Exercise details: Each record below should be given again exactly as it reads.

[Collected data entries]
..........

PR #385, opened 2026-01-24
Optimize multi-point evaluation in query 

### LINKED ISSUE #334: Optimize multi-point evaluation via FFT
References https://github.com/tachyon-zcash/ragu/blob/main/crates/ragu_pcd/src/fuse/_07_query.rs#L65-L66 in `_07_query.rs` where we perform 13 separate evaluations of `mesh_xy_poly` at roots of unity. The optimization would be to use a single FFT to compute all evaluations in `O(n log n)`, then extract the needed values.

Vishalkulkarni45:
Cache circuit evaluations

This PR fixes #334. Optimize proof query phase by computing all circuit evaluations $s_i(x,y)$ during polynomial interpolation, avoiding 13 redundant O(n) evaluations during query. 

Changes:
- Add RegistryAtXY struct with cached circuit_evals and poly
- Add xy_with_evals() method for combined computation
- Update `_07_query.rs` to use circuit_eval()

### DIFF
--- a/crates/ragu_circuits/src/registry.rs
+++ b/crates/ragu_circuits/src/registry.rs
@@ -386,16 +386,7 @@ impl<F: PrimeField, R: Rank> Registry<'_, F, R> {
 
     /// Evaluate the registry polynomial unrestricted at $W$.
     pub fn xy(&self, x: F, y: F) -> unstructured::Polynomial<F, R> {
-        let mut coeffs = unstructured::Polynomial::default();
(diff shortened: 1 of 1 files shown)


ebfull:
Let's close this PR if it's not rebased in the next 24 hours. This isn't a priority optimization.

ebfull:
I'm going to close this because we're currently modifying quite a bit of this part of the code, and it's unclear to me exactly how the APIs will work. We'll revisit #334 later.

..........

Output of the task:
PR #385, opened 2026-01-24
Optimize multi-point evaluation in query 

### LINKED ISSUE #334: Optimize multi-point evaluation via FFT
References https://github.com/tachyon-zcash/ragu/blob/main/crates/ragu_pcd/src/fuse/_07_query.rs#L65-L66 in `_07_query.rs` where we perform 13 separate evaluations of `mesh_xy_poly` at roots of unity. The optimization would be to use a single FFT to compute all evaluations in `O(n log n)`, then extract the needed values.

Vishalkulkarni45:
Cache circuit evaluations

This PR fixes #334. Optimize proof query phase by computing all circuit evaluations $s_i(x,y)$ during polynomial interpolation, avoiding 13 redundant O(n) evaluations during query. 

Changes:
- Add RegistryAtXY struct with cached circuit_evals and poly
- Add xy_with_evals() method for combined computation
- Update `_07_query.rs` to use circuit_eval()

### DIFF
--- a/crates/ragu_circuits/src/registry.rs
+++ b/crates/ragu_circuits/src/registry.rs
@@ -386,16 +386,7 @@ impl<F: PrimeField, R: Rank> Registry<'_, F, R> {
 
     /// Evaluate the registry polynomial unrestricted at $W$.
     pub fn xy(&self, x: F, y: F) -> unstructured::Polynomial<F, R> {
-        let mut coeffs = unstructured::Polynomial::default();
(diff shortened: 1 of 1 files shown)


ebfull:
Let's close this PR if it's not rebased in the next 24 hours. This isn't a priority optimization.

ebfull:
I'm going to close this because we're currently modifying quite a bit of this part of the code, and it's unclear to me exactly how the APIs will work. We'll revisit #334 later.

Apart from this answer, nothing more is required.